23 Delicious Ways to Eat an Avocado


Avocados have numerous health benefits and can easily be added to many recipes. Here are 23 interesting ways to add avocados to your diet.




www.healthline.com


----------



## Tristan (Jun 21, 2020)

Umm there is a local phenomenon which is an avocado milkshake, thick and with liquid palm sugar as the sweetener.
Weird as it sounds I wholeheartedly recommend it.
Alternatively find some hipsters and sell the excess fruits to them.


----------



## Carl Kotte (Jun 21, 2020)

Avocado soup (I don’t like it, but you might!). Or the Swedish classic: avocado filled with shrimps


----------



## Michi (Jun 21, 2020)

Carl Kotte said:


> Avocado soup (I don’t like it, but you might!)


No surprise there. It's not beige…


----------



## Carl Kotte (Jun 21, 2020)

Breaded and deep fried avocado is supposed to be good


----------



## Michi (Jun 21, 2020)

Carl Kotte said:


> Breaded and deep fried avocado is supposed to be good


Some people will stop short of nothing, not even deep-frying avocado 

I just googled a recipe for deep-fried avocado. To my chagrin, this actually looks like it might be nice!


----------



## stringer (Jun 21, 2020)

Michi said:


> Some people will stop short of nothing, not even deep-frying avocado
> 
> I just googled a recipe for deep-fried avocado. To my chagrin, this actually looks like it might be nice!



Fried avocado tacos are amazing. I like to do egg with panko for the breading.

Avocado ice cream is delicious

For smoothies I put strained Greek yogurt and avocados in the blender and thin as necessary with milk. 

The Colombian restaurants in my neighborhood do arepas with plantains, avocado, queso sauce, red beans, chicharron and chorizo

You can do green salad dressings. Avocado vinaigrette/emulsion/aioli

It's great in ceviche/sushi

Chunk it and use as garnish for black bean soup or chili.

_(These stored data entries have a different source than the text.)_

PR #1179, opened 2019-03-07
Add missing `requires` for ETL rake tasks

theseanything:
The etl:repopulate_feedex and the etl:repopulate_searches rake task are missing trace_and_recoverable dependency. This adds in the require.

### DIFF
--- a/app/domain/etl/ga/internal_search_processor.rb
+++ b/app/domain/etl/ga/internal_search_processor.rb
@@ -1,3 +1,4 @@
+require_dependency 'concerns/trace_and_recoverable'
 class Etl::GA::InternalSearchProcessor
   include Concerns::TraceAndRecoverable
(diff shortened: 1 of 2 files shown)


app/domain/etl/ga/internal_search_processor.rb
```diff
@@ -1,3 +1,4 @@
+require_dependency 'concerns/trace_and_recoverable'
```
cbaines: If you think this is the right change, then that's fine :+1: 

But as I don't know much about Rails and Ruby's behaviour in this regard, I'd be interested to know why Rails autoloading isn't handling this, and why this is `require_dependency` rather than just `require`?

theseanything:
[(2) Repopulate missing data for 4th March 2019](https://trello.com/c/xtZtwfWD/1234-2-repopulate-missing-data-for-4th-march-2019)

PR #1184, opened 2019-03-12
Add search aggregations healthcheck

chao-xian:
We generate materialised views for searching acrosss the content. A refresh of the views is triggered when the latest Dimensions::Edition items are generated. This tests that the ETL process for this occurred. If the materialized views are not fresh, and alert is triggered in icinga.


chao-xian:
[(2) Raise 2ndline alarms when the Search aggregations are not collected from Google](https://trello.com/c/66Z6PHSZ/1148-2-raise-2ndline-alarms-when-the-search-aggregations-are-not-collected-from-google)

pmanrubia:
💯

db/views/aggregations_search_last_thirty_days_v08.sql
```diff
@@ -0,0 +1,41 @@
...
+  dimensions_editions.document_type as document_type,
+  dimensions_editions.base_path as base_path,
+  dimensions_editions.organisation_id as organisation_id,
+  dimensions_editions.id as dimensions_edition_id,
+  aggregations.upviews::bigint as upviews,
+  aggregations.pviews::bigint as pviews,
+  aggregations.feedex::bigint as feedex,
+  aggregations.useful_yes::bigint as useful_yes,
+  aggregations.useful_no::bigint as useful_no,
+  CURRENT_DATE as updated_at,
```
cbaines: I'm wondering what the space trade off is here, given that this value is being stored for every single entry in this view (and I see this being added to other views as well).

How big are the views already, and how much space does this look to add?

cbaines: I've come up with a couple of possible alternatives...

PostgreSQL apparently can record some information about commit times, https://www.postgresql.org/docs/9.6/functions-info.html#FUNCTIONS-COMMIT-TIMESTAMP which could be useful, but would require some configuration changes, and I'm also uncertain about the space/performance overhead.

Another option would be to have another table which records the last updated time for each view. That would only require as many rows as we have views, and if we update the table in the same transaction as the materialised view, it should be accurate.

chao-xian: @cbaines Thanks for the suggestions. The views aren't that big and although a separate table is definitely a cleaner approach I don't feel it's enough of a benefit at the moment. Will definitely look into this if it does.

PR #1185, opened 2019-03-12
Add from-to params and batching to rake task

chao-xian:
This rake task has failed to run on integration. Adding from and to
parameters for the update to run across chunked ranges of items
by date should help, as well as allowing us to re-run the task at
specific points where we might she the failure. Also breaking
up the query to run in batches should help mitigate failures,
as rather than running one query to run against a very large
dataset (which the database would also need to store a snapshot
of changes to rollback to) this will make it a series of smaller
operations.


chao-xian:
[(3) User satisfaction chart have a line along zero rather than no line for dates before data exists](https://trello.com/c/r365wSrf/1178-3-user-satisfaction-chart-have-a-line-along-zero-rather-than-no-line-for-dates-before-data-exists)

PR #1190, opened 2019-03-19
Remove some unnecessary gems and initializers

cbaines:


Gemfile
```diff
@@ -5,7 +5,6 @@ ruby File.read('.ruby-version').chomp
 # GOV.UK gems and forks
 gem 'gds-api-adapters', '~> 57.4.2'
 gem 'gds-sso'
-gem 'govuk_admin_template', '~> 6.5'
```
pmanrubia: If I remember correctly these [two lines won't work](https://github.com/alphagov/content-performance-manager/blob/master/app/models/dimensions/date.rb#L9-L10) if this gem is removed. This could be the cause of the failing build.

cbaines: The failing build seems unrelated, something to do with the `Healthchecks::SearchAggregations` tests, which I can reproduce locally on master.

I'll have a look at those lines though, thanks :)

cbaines: I've copied the configuration from the `govuk_admin_template` gem now (in [1]), so this shouldn't be an issue.

1: https://github.com/alphagov/content-performance-manager/pull/1190/commits/d21bb7d2a9fdfbae1a7aded056b0e672f40d1bc9

PR #1197, opened 2019-03-27
Add missing attributes to transform_path helper

chao-xian:
We were not consolidating metrics from Google Analytics such as searches
when addressing duplicate paths from GA reports. This resulted in odd
numbers in our data.

### DIFF
--- a/app/domain/etl/ga/concerns/transform_path.rb
+++ b/app/domain/etl/ga/concerns/transform_path.rb
@@ -22,6 +22,11 @@ private
     if duplicate_event
       attributes[:pviews] = event.pviews + duplicate_event.pviews
       attributes[:upviews] = event.upviews + duplicate_event.upviews
+      attributes[:useful_no] = event.useful_no + duplicate_event.useful_no
+      attributes[:useful_yes] = event.useful_yes + duplicate_event.useful_yes
+      attributes[:searches] = event.searches + duplicate_event.searches
+      attributes[:entrances] = event.entrances + duplicate_event.entrances
+      attributes[:exits] = event.exits + duplicate_event.exits
 
       duplicate_event.destroy
     end
--- a/app/domain/etl/ga/concerns/transform_path.rb
+++ b/app/domain/etl/ga/concerns/transform_path.rb
@@ -20,13 +20,10 @@ private
     attributes = { page_path: sanitised_page_path }
 
     if duplicate_event
-      attributes[:pviews] = event.pviews + duplicate_event.pviews
-      attributes[:upviews] = event.upviews + duplicate_event.upviews
-      attributes[:useful_no] = event.useful_no + duplicate_event.useful_no
-      attributes[:useful_yes] = event.useful_yes + duplicate_event.useful_yes
-      attributes[:searches] = event.searches + duplicate_event.searches
-      attributes[:entrances] = event.entrances + duplicate_event.entrances
-      attributes[:exits] = event.exits + duplicate_event.exits
+      metric_names = Metric.ga_metrics.map(&:name)
+      metric_names.each do |metric|
+        attributes[metric.to_sym] = event.send(metric) + duplicate_event.send(metric)
+      end
 
       duplicate_event.destroy
     end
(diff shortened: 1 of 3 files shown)


chao-xian:
[(5) Bug - Number of searches data is lower than expected for some days for some pages](https://trello.com/c/RuDaeDzX/944-5-bug-number-of-searches-data-is-lower-than-expected-for-some-days-for-some-pages)

spec/domain/etl/ga/concerns/transform_path_spec.rb
```diff
@@ -18,10 +18,38 @@ class Dummy
...
+      create(:ga_event,
+        :with_views,
+        page_path: "/topics",
+        upviews: 100,
+        pviews: 200,
+        useful_no: 300,
+        useful_yes: 400,
+        searches: 500,
+        entrances: 600,
+        exits: 700)
```
cbaines: :+1: I like avoiding long lines :)

app/domain/etl/ga/concerns/transform_path.rb
```diff
@@ -20,13 +20,10 @@ def transform_event_attributes(event)
...
-      attributes[:pviews] = event.pviews + duplicate_event.pviews
-      attributes[:upviews] = event.upviews + duplicate_event.upviews
-      attributes[:useful_no] = event.useful_no + duplicate_event.useful_no
-      attributes[:useful_yes] = event.useful_yes + duplicate_event.useful_yes
-      attributes[:searches] = event.searches + duplicate_event.searches
-      attributes[:entrances] = event.entrances + duplicate_event.entrances
-      attributes[:exits] = event.exits + duplicate_event.exits
+      metric_names = (Metric.custom_metrics + Metric.ga_metrics).map(&:name)
+      metric_names.each do |metric|
+        attributes[metric.to_sym] = event.send(metric) + duplicate_event.send(metric) if event.respond_to?(metric)
```
cbaines: What does it mean is happening if `event.respond_to?(metric)` is false?

spec/domain/etl/ga/concerns/transform_path_spec.rb
```diff
@@ -23,27 +23,61 @@ class Dummy
...
+    it 'returns the correct number of metrics' do
+      event_attributes = event2.attribute_names
+        .reject { |name| name == 'id' }
+        .reject { |name| name == 'bounces' }
+        .reject { |name| name == 'date' }
+        .reject { |name| name == 'page_path' }
+        .reject { |name| name == 'updated_at' }
+        .reject { |name| name == 'created_at' }
+        .reject { |name| name == 'process_name' }
+        .reject { |name| name == 'page_time' }
```
cbaines: Maybe this could be rewritten, something like?
```ruby
names_to_exclude = %w[id bounces date ...]
event_attributes = event2.attribute_names
  .reject { |name| names_to_exclude.include? name }
```

app/domain/etl/ga/concerns/transform_path.rb
chao-xian: I know it's super unlikely, but I'd like to guard against `NoMethodError` here.

spec/domain/etl/ga/concerns/transform_path_spec.rb
chao-xian: Keep forgetting that's the better way to do things like this. Fixed in https://github.com/alphagov/content-performance-manager/pull/1197/commits/5646194a2d6e75947d5f83716199581850d887af - thanks for the feedback.

app/domain/etl/ga/concerns/transform_path.rb
cbaines: Wouldn't we want to know about an `NoMethodError` here, if it occurred? 

At the moment, attributes would just have a `nil` value I assume.

chao-xian: Ah it's actually because one of our 'Custom' metrics (satisfaction) isn't an attribute of Events::GA and I can't think of an elegant way to handle that.

cbaines: So if there's an exception, it would be more readable to be explicit about it.

Maybe put `next if metric == 'satisfaction'` if the block, along with a comment, or maybe do:
```ruby
some_meaningful_variable = %w[satisfaction]
(metric_names - some_meaningful_variable).each do |metric|
 ....
end
```

PR #1206, opened 2019-04-01
ADR to rename Content Performance Manager

pmanrubia:
The data warehouse is no longer an application with an UI. It is an API that is
consumed by other applications in order to get metrics through time for content
items of GOV.UK.


doc/arch/adr-016-rename-content-performance-manager.md
```diff
@@ -0,0 +1,25 @@
...
+
+The data warehouse is no longer an application with an UI. It is an API that is
+consumed by other applications in order to get metrics through time for content
+items of GOV.UK.
+
+The name of the application is not compliant with GOV.UK guidelines for naming.
+
+## Decision
+
+Rename Content Performance Manager to Content Data Admin
```
theseanything:
```suggestion
Rename Content Performance Manager to Content Data API
```

PR #1214, opened 2019-04-08
Redefine `latest` to `live` for editions

theseanything:
This PR is to fix the logic around how we process messages from the PublishingAPI. We have bug whereby content items that are unpublished ('gone' or 'vanish') prevent new content items published with the same base path from being processed.

For example:
- Content item `A` published for base path `/a`
- Content item `A` unpublished for base path `/a` - so edition: `latest: true` and `gone` 
- Content item `B` published for base path `/a` - **this fails to add new edition**

Editions for new content item `B` fail to be added due to the unique `base_path` and `latest` constraint for dimension editions. This is because the base path `/a`  is being used by the unpublished edition from the old content item `A`. Our logic doesn't "demote" the old edition to `latest: false` as it is from a different content item.

This PR aims to redefine `latest`. The attribute previously represented the most current edition of a content item. However, this means the unique constraint of `base_path` and `latest` is incorrect. To fix this `latest` should represent the editions which are currently "live" i.e. using a base_path on GOV.UK. This means `gone` and `vanish` editions are not "live" and allows new content items to use the base path. 

Changes include:
- Renaming the edition attribute `latest` to `live`
- Preventing the promotion of unpublished editions to `live`
- Fix finding previous editions of a content item when processing messages from PublishingAPI
- Add rake task to update existing unpublished editions

### DIFF
--- a/spec/integration/streams/single/publishing_editions_spec.rb
+++ b/spec/integration/streams/single/publishing_editions_spec.rb
@@ -179,7 +179,7 @@ RSpec.describe 'PublishingAPI message queue' do
   end
 
 
-  xit 'publishes redirect edition for content item' do
+  it 'publishes redirect edition for content item' do
     expect(GovukStatsd).to receive(:increment)
      .with('monitor.messages.major').twice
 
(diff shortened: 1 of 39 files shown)


theseanything:
[(5) Bug - Content item not found on index page](https://trello.com/c/D78u5I3O/1176-5-bug-content-item-not-found-on-index-page)

spec/integration/streams/single/publishing_editions_spec.rb
```diff
@@ -0,0 +1,285 @@
...
+    )
+
+    expect_messages_to_have_publishing_api_events([message, gone_message1])
+    expect(message).to be_acked
+    expect(gone_message1).to be_acked
+    expect(gone_message2).to be_acked
+  end
+
+
+  xit 'publishes redirect edition for content item' do
```
peteglondon: Should this spec be skipped?

theseanything: Enabled in newer commit

PR #1219, opened 2019-04-11
Improve ETL process error reporting

cbaines:
# Description

Propagate failures up through the ETL process, so that the Rake tasks exits at the end with code 1 when any part of the process has failed. This means that the Jenkins job will show an appropriate status, and the Icinga passive alert will show the correct status.

---
# Review Checklist
* ~~Changes in scope.~~
* ~~Added to Trello card.~~

### DIFF
--- a/app/domain/etl/feedex/processor.rb
+++ b/app/domain/etl/feedex/processor.rb
@@ -27,11 +27,6 @@ private
       Events::Feedex.import(events, batch_size: BATCH_SIZE)
       batch += 1
     end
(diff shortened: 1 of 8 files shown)


cbaines:
> Can we have tests for catching a failed processor or monitor?

Good point, I've changed the shared examples for the traps and logs stuff to test the return value, and improved the `master_processor_spec.rb` and `metrics_spec.rb` tests to have expectations about the return values.

PR #1231, opened 2019-04-23
Include the Sidekiq retry set size in the healthcheck

cbaines:
It's a good idea to keep an eye on this. I've set the warning
threshold very low as currently the application is running with an
empty retry set (which is great!).

---
# Review Checklist
* [x] Changes in scope.
* ~~Added/updated unit tests.~~
* ~~Added/updated feature tests.~~
* [x] Added to Trello card.

### DIFF
--- a/app/domain/healthchecks/sidekiq_retry_size.rb
+++ b/app/domain/healthchecks/sidekiq_retry_size.rb
@@ -1,0 +1,11 @@
+module Healthchecks
+  class SidekiqRetrySize < GovukHealthcheck::SidekiqRetrySizeCheck
+    def critical_threshold
+      100
+    end
+
+    def warning_threshold
+      1
+    end
+  end
+end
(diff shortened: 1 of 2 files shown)


app/domain/healthchecks/sidekiq_retry_size.rb
```diff
@@ -0,0 +1,11 @@
+module Healthchecks
+  class SidekiqRetrySize < GovukHealthcheck::SidekiqRetrySizeCheck
+    def critical_threshold
+      100
+    end
+
+    def warning_threshold
+      1
```
theseanything: Could this potentially be too low and become noise?

cbaines: Yep, I think we'll just have to see how it goes. Having an empty retry set is ideal, and it does seem to be the case at the moment.

PR #9, opened 2019-07-29
Add a test for when ^ should fail to match

jneen:
Based on the discussion at https://github.com/ruby/strscan/pull/6#issuecomment-515832179, this tests that the behavior of `^` correctly fails to match when the stream is not at the beginning of a line.


kou:
Please don't reuse existing test...
https://github.com/ruby/strscan/pull/6#issuecomment-515847624
> But please add a new test method instead of changing existing one.

I'll fix and merge this later.

jneen:
It feels like the same test to me - testing the positive and negative aspects of the same thing - but I defer to you.

PR #17, opened 2020-12-17
Make strscan Ractor safe

mrkn:


mrkn:
Currently, macOS runners are unstable due to maintenance, so I ignore them.

PR #18, opened 2021-01-21
Replace "iff" with "if and only if"

gmcgibbon:
iff means if and only if, but readers without that knowledge might
assume this to be a spelling mistake. To me, this seems like
exclusionary language that is unnecessary. Simply using "if and only if"
instead should suffice.

strscan changes from https://github.com/ruby/ruby/pull/4035


kou:
Thanks.

PR #19, opened 2021-02-24
Use test-unit gem for test

hsbt:
Same as https://github.com/ruby/matrix/pull/25


olleolleolle (approved):
👍 This is the same kind of change, which was used in other places.

The usage of the sync_tool task was seen clearly in the final commit. Very neat.

Thanks for taking the time to update this. 

Also, moving the development dependencies to the Gemfile offer flexibility for the future.

PR #31, opened 2022-02-25
Remove non-US-ASCII characters from C source code

jeremyevans:
Replace characters with \u escapes.

No other C source files shipped with ruby include non-US-ASCII
characters.


kou:
Good catch!

PR #33, opened 2022-04-05
Add Ruby 3.1 to the CI matrix

petergoldstein:
This PR runs green on my fork.  Just adds Ruby 3.1 to the CI matrix.

### DIFF
--- a/.github/workflows/ci.yml
+++ b/.github/workflows/ci.yml
@@ -18,6 +18,7 @@ jobs:
         - macos-10.15
         - windows-latest
         ruby:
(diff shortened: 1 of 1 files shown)


.ruby-version
```diff
@@ -0,0 +1 @@
+3.1.1
```
kou, line 1: Why do we need this?

petergoldstein: We didn't.  Errant check in.  I just fixed it.

kou:
Thanks.

PR #36, opened 2022-05-03
Simplify condition in strscan.gemspec

eregon:
From https://github.com/ruby/strscan/pull/25#discussion_r862348343


headius:
Aha, I just remembered why this exists: so that you can build the `java` gem with non-JRuby by forcing the RubyGems platform.

So it is up to @kou if this should merge or not. It would make it necessary to use JRuby to build the gem.

kou:
Thanks!

We don't need the condition because we build a gem for JRuby in CI.

PR #39, opened 2022-05-10
Move JRuby's ext and loader script

### LINKED ISSUE #38: strscan.rb move to causes two copies in JRuby stdlib
JRuby needs strscan.rb to be in the lib dir once installed, so that it can load the jar and extension. In d374f962e0e137d5d4abaa2d63ebeab6beede6a0 this file was moved to lib/jruby/strscan.rb to avoid conflicts with implementations that have their own strscan.rb. This fixes that problem, but by having two nested require paths in the gem we end up with the strscan.rb file being copied twice to the JRuby stdlib, with a confusing lib/jruby that should not exist.

The PR in #39 will move this JRuby-specific file into the ext dir and make appropriate adjustments elsewhere.

headius:
The strscan.rb file is only needed by JRuby, which does not have an extension file format that loads itself. As noted in #35 having this file present on TruffleRuby prevents their built-in strscan.rb from loading, so the file was moved to lib/jruby/strscan.rb with lib/jruby added as a require path. However this results in both lib/strscan.rb and lib/jruby/strscan.rb getting copied into JRuby's stdlib when the default gem is installed, leading to the confusing situation in #38.

This PR moves the jruby-specific strscan.rb under the jruby extension, renaming that directory to be explicitly for JRuby, and adding that new ext/jruby/lib path to the require paths so there's no nesting of require paths to copy files multiple times.

* ext/java => ext/jruby
* lib/jruby/strscan.rb => ext/jruby/lib/strscan.rb
* Changes to Rakefile and gemspec for new locations

Fixes #38


eregon:
Looks good to me :+1:

headius:
I believe this is ready. The only remaining failure is the known issue on Windows (which @enebo and I have discussed a bit... we are not encoding the error message correctly and will fix this later).

There's no urgent need to re-release with this change (nothing is actually broken right now), but it would be nice because Git shows me that there's an unversioned, unignored `lib/ruby/stdlib/jruby/strscan.rb` file that annoys me. 😀

kou:
Thanks!
Should we release a new version?

headius:
@kou That would be great, thank you!

kou:
Done!

PR #41, opened 2022-05-12
Include license in gem

marvinthepa:
why?

```
1. Redistributions of source code must retain the above copyright
   notice, this list of conditions and the following disclaimer.
2. Redistributions in binary form must reproduce the above copyright
   notice, this list of conditions and the following disclaimer in the
   documentation and/or other materials provided with the distribution.
```

AFAIK, a gem is a redistribution of source code and/or binary formats, so it should include the license. Also makes it easier for users of the gem to compile a list of all licenses they use.

### DIFF
--- a/strscan.gemspec
+++ b/strscan.gemspec
@@ -18,11 +18,11 @@ Gem::Specification.new do |s|
 
   if RUBY_ENGINE == 'jruby'
     s.require_paths = %w{ext/jruby/lib lib}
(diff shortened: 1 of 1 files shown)


kou:
Good catch!
Could you also add `COPYING`?

marvinthepa:
> Could you also add `COPYING`?

With the greatest pleasure.

kou:
OK. I'll merge this as is.

kou:
Thanks.

PR #47, opened 2022-07-13
Add dependabot to update GH actions

olleolleolle:
This only makes PRs with updates to the GitHub Actions versions. (Not gems, not any other packages.)


kou:
Thanks! Let's try this configuration.

PR #49, opened 2023-01-29
Mention return value of `rest?` in the doc

okuramasafumi:
The doc of `rest?` was unclear about return value. This commit adds the return value to the doc.


kou:
Thanks!

Issue #50, opened 2023-02-02
Two helpful methods: currchar and nextchar


shreeve:
Edited: This was the original message, which has been changed since then.

I'm working on a small but very performant CSV parser and am using `strscan` in several key places. The `strscan` library is really amazing and the code is beautiful, but I believe the addition of 3 methods would be extremely helpful. Of course, I can and have mimicked these methods in my Ruby code, but adding them to `strscan` directly would be a performance boost.

The methods are:

1. `scan_upto`: This would work identically to `scan_until`, except it would *not* include the match. Currently, if my string is `abcdef` and I run `s.scan_until(/de/)`, it will return `abcde` and the pointer will be positioned at `f`. In contrast, `s.scan_upto(/de/)` would return `abc` and the pointer would be positioned at `d` (ie - everything "up to, but not including" what I scanned for).

2. `next_char`: Currently, we can use `getch` to return the "current" character and then advance the pointer. So, if I have a scanner with `abcdef` and `s.pos` is 3 (ie - on the `d` character), then when I call `getch`, it will return the `d` but advance the pointer to `e`. I then have to go back and read again to get the `e` if I want to know the "next" character. If I run `s.peek(1)` I can get the `e`, but `peek()` is not multibyte-aware, so I may only get a byte of a multi-byte character. I propose that the `next_char` method would work pretty much like `getch` does today, except it would first advance the pointer one *character* (in a multibyte-aware manner, just like `getch` does today), but then it would return the now-current character (again, multibyte aware) at the next position. In the example mentioned, if I have `abcdef` and am on the `d`, then `next_char` will advance to the `e` and return the `e`.

3. `curr_char`: Right now, I can call `s.string[s.pos]` to get the character at the current position. But, for some reason, this method isn't as fast as I would like it to be. When trying to write highly performant code, this slowdown is noticeable. Instead, I would like for `curr_char` to simply do the same thing as `getch` does today (and is multibyte aware), except *not* advance the pointer. Right now, I've been using `s.peek(1)` to read the current character (it's faster than `s.string[s.pos]`), but `s.peek(1)` is not multibyte aware, so it's not safe to use, in the general sense.

These three small methods would provide a very welcome little "boost" for some code that I am working on and have had to do in Ruby code until now.

shreeve:
The above code *does not* use these three new methods, but would benefit from them.

shreeve:
Going to close this and create a new, simpler issue.

PR #51, opened 2023-02-02
Add three new methods, see https://github.com/ruby/strscan/issues/50

shreeve:
This PR implements the three methods (`scan_upto`, `next_char`, and `curr_char`) as discussed in:

https://github.com/ruby/strscan/issues/50


shreeve:
Duplicate

PR #52, opened 2023-02-02
Add three methods

shreeve:
See issue https://github.com/ruby/strscan/issues/50

### DIFF
--- a/ext/strscan/strscan.c
+++ b/ext/strscan/strscan.c
@@ -110,6 +110,7 @@ static VALUE strscan_check_until _((VALUE self, VALUE re));
 static VALUE strscan_search_full _((VALUE self, VALUE re,
                                     VALUE succp, VALUE getp));
 static void adjust_registers_to_matched _((struct strscanner *p));
+static VALUE strscan_curr_char _((VALUE self));
 static VALUE strscan_getch _((VALUE self));
 static VALUE strscan_get_byte _((VALUE self));
 static VALUE strscan_getbyte _((VALUE self));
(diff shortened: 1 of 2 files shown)


ext/strscan/strscan.c
```diff
@@ -620,10 +623,16 @@ strscan_do_scan(VALUE self, VALUE pattern, int succptr, int getstr, int headonly
...
         succ(p);
+        if (succptr == 2) p->curr = p->regs.beg[0];
     }
     {
         const long length = last_match_length(p);
         if (getstr) {
+            if (getstr == 2) {
+                return extract_range(p,
+                                     0,
+                                     adjust_register_position(p, p->regs.beg[0]));
```
shreeve, line 634: This is not correct, but I'm not familiar enough with the code to know how to change this. Essentially, we just want to return "up to" (but not including) the matched regex.

shreeve:
This PR originally had three new methods:

* `curr_char`
* `next_char`
* `scan_upto`

These have been changed as follows:

* `curr_char` has become `peekch` - To stay in line with the concept of "peeking" by looking, but not advancing, this `peekch` allows you to peek forward one *character* (not one *byte*). As such, it is now multibyte aware. Unlike `peek`, this method doesn't take an argument now, and just returns the current (multibyte aware) character at the current scan position.
* `next_char` has become `nextch` - This work almost the same as `getch`, except `getch` returns the character at the current position and then advances the pointer. This `nextch` method first advances the pointer one character and then returns the character at that (now the current) position.
* `scan_upto` was determined to not be needed because you can always do a positive lookahead to accomplish the same this. In `scan_until`, if you have "Dec 12 2022" and you are at the "e" and you use `s.scan_until(/20/)` you will get back "ec 12 20". But, if you use `s.scan_until(/(?=20)/)`, then you will get back "ec 12 ". Since this is already doable, I removed the code I had for `scan_upto`.

Does it look like the `peekch` and `nextch` methods could be added?

shreeve:
The names `peekch` doesn't really work:

* `peekch` - Two problems here, first: unlike `peek` we want to return `nil` (unlike `peek`, which returns an empty string "") if we are at the end of the input. Second, `peek` takes a length parameter and `peekch` doesn't, so the name isn't really a fit.

For now, I'll close this PR and will see if there's an even simpler approach.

I love the stuff but my wife developed an allergy so I very rarely get to eat it.


----------



## M1k3 (Jun 21, 2020)

stringer said:


> Fried avocado tacos are amazing. I like to do egg with panko for the breading.
> 
> Avocado ice cream is delicious
> 
> ...


Definitely ceviche! I want some now


----------



## milkbaby (Jun 21, 2020)

Avocado margarita in the blended/crushed ice style like a piña colada.


----------



## ma_sha1 (Jun 21, 2020)

Here is my Avocado smoked salmon breakfast sandwich. The Chinese sesame pancake is only 5mm thin, you’ll need a true laser to split it open to do this. You’ll also want to toast it whole first & split open after, so it’s crunchy outside & soft inside.


----------



## boomchakabowwow (Jun 23, 2020)

avocados play so well with eggs.

avocado ice cream? that green sauce (its a thin sauce) your drizzle over tacos?

i wish i could grow an avocado tree. i love trees, and my favorite one makes avocados.


----------



## zizirex (Jun 23, 2020)

avocado milkshake, just blend it with a bit of ice, sweetened condensed milk, sugar, and chocolate syrup for topping. you could add a splash of coffee if you are feeling it.


----------



## Edge (Jun 23, 2020)

Avocado ice cream.

I found a recipe.









Avocado Ice Cream


Check out my simple recipe to make a creamy, smooth and ultra rich avocado ice cream with no ice cream maker. It's easy, vegan and paleo-friendly!




feelgoodfoodie.net


----------



## ian (Jun 23, 2020)

So many good ideas above. I like it in hot sauce, in salads and salad dressings, in soups like pozole, and basically all the other ways suggested above. I also used to have this crab and avocado salad a lot in France. The avocado was often whipped and served in some sort of cup, topped with the crab. It’s been a while, and I don’t remember the details, but it was good! Also, just slice it and top it with salt and a really good balsamic vinegar. Freakin’ yum. If you just have bad balsamic, mix it with maple syrup first.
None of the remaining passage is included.